- Founded: 2004
- Dissolved: 2019
- History: Gladstone Port City Power 2004–2019
- Arena: Kev Broome Stadium
- Location: Gladstone, Queensland
- Team colors: Navy blue, yellow & white
- Championships: 0 (M) 3 (2009, 2010, 2011) (W)

= Gladstone Port City Power =

Gladstone Port City Power is a former Queensland Basketball League (QBL) club based in Gladstone, Queensland. The club was a division of Gladstone Amateur Basketball Association (GABA), the major administrative basketball organisation in the region. The Power played their home games at Kev Broome Stadium.

==Club history==
The Power entered the Queensland Australian Basketball League (QABL) in 2004, fielding both a men's and women's team. They replaced the departing Tweed Coast Slammers in the Southern Cross Division.
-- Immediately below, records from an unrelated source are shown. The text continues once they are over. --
PR #477, opened 2023-04-18
NO-SNOW Fix bug for ParquetRowBuffer regarding row Index

sfc-gh-japatel:
- Andrey pointed out this. Thanks @sfc-gh-azagrebin 
  - There are two indices used - bufferedRowIndex and insertRowIndex. BufferedRow index was not used in parquetBuffer but was used in arrow. insertRowIndex was introduced earlier 1310e0591491647696aeb755d5b4ecbf0d1b1c67 but was incorrectly used in parquet buffer. The index used there was bufferedRowIndex. Since we didnt use the bufferedRowIndex anywhere in parquetBuffer, I replaced it with `insertRowsBuffer`

### DIFF
--- a/src/main/java/net/snowflake/ingest/streaming/internal/ParquetValueParser.java
+++ b/src/main/java/net/snowflake/ingest/streaming/internal/ParquetValueParser.java
@@ -75,7 +75,8 @@ class ParquetValueParser {
    * @param columnMetadata column metadata
    * @param typeName Parquet primitive type name
    * @param stats column stats to update
-   * @param curRowIndex Row index corresponding the row to parse
+   * @param insertRowsCurrIndex Row index corresponding the row to parse (w.r.t input rows in
+   *     insertRows API, and not buffered row)
    * @return parsed value and byte size of Parquet internal representation
    */
   static ParquetBufferValue parseColumnValueToParquet(
@@ -84,7 +85,7 @@ class ParquetValueParser {
       PrimitiveType.PrimitiveTypeName typeName,
       RowBufferStats stats,
       ZoneId defaultTimezone,
-      int curRowIndex) {
+      long insertRowsCurrIndex) {
     Utils.assertNotNull("Parquet column stats", stats);
     float estimatedParquetSize = 0F;
     estimatedParquetSize += DEFINITION_LEVEL_ENCODING_BYTE_LEN;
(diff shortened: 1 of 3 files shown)


src/main/java/net/snowflake/ingest/streaming/internal/ParquetValueParser.java
```diff
@@ -196,6 +199,7 @@ static ParquetBufferValue parseColumnValueToParquet(
    * @param precision data type precision
    * @param logicalType Snowflake logical type
    * @param physicalType Snowflake physical type
+   * @param insertRowsCurrIndex
```
sfc-gh-gdoci, line 202: nit: comment

src/main/java/net/snowflake/ingest/streaming/internal/ParquetValueParser.java
```diff
@@ -354,7 +361,10 @@ static byte[] getSb16Bytes(BigInteger intRep) {
    * @return string representation
```
sfc-gh-gdoci, line 361: nit: parameter comment about `insertRowsCurrIndex`

sfc-gh-gdoci (commented):
Thanks @sfc-gh-japatel. Is there a way to add a test that would have caught this bug or in general about `insertRowIndex`?

src/main/java/net/snowflake/ingest/streaming/internal/ParquetValueParser.java
sfc-gh-japatel: Ack!

src/main/java/net/snowflake/ingest/streaming/internal/ParquetValueParser.java
sfc-gh-japatel: Ack

sfc-gh-japatel:
> Thanks @sfc-gh-japatel. Is there a way to add a test that would have caught this bug or in general about `insertRowIndex`?

The reason it wasnt caught was because parquet and arrow rows has two separate use case for row index. previous index existing in code was used in arrow but not in parquet.

sfc-gh-tjones (approved):

sfc-gh-tzhang:
> * Andrey pointed out this. Thanks @sfc-gh-azagrebin

Could you describe the issue in the description?

sfc-gh-tzhang (approved):

sfc-gh-japatel:
> > Thanks @sfc-gh-japatel. Is there a way to add a test that would have caught this bug or in general about `insertRowIndex`?
> 
> The reason it wasnt caught was because parquet and arrow rows has two separate use case for row index. previous index existing in code was used in arrow but not in parquet.

Thanks @sfc-gh-gdoci, added the test - Good to add the test always!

In 2009, the Power women become champions for the first time in club history when they defeated the South West Metro Pirates 102–98 in overtime in the grand final. It was a remarkable turnaround for the team, who won just a handful of matches in their two previous seasons. The team was led by WNBL players Jessica Bibby, Natalie Hurst and Katie Rose and college player Diana Neves. The women went on to claim three QBL championships in a row behind player-coach Jessica Bibby, with titles also coming in 2010 and 2011. They reached the 2012 grand final but was denied the four-peat by the Mackay Meteorettes, who defeated the Power 78–71.

In 2015, the Power men qualified for the finals for the first time in club history, where in the semi-finals they lost 78–77 in overtime to the Brisbane Capitals. The women's team reached the 2015 grand final, where they were defeated 2–0 in the best-of-three series by the Rockhampton Cyclones.

Following the 2019 QBL season, the league was rebranded as NBL1 North. The Power subsequently did not enter the new competition for the 2020 season. The team joined the Queensland State League (QSL) in 2021.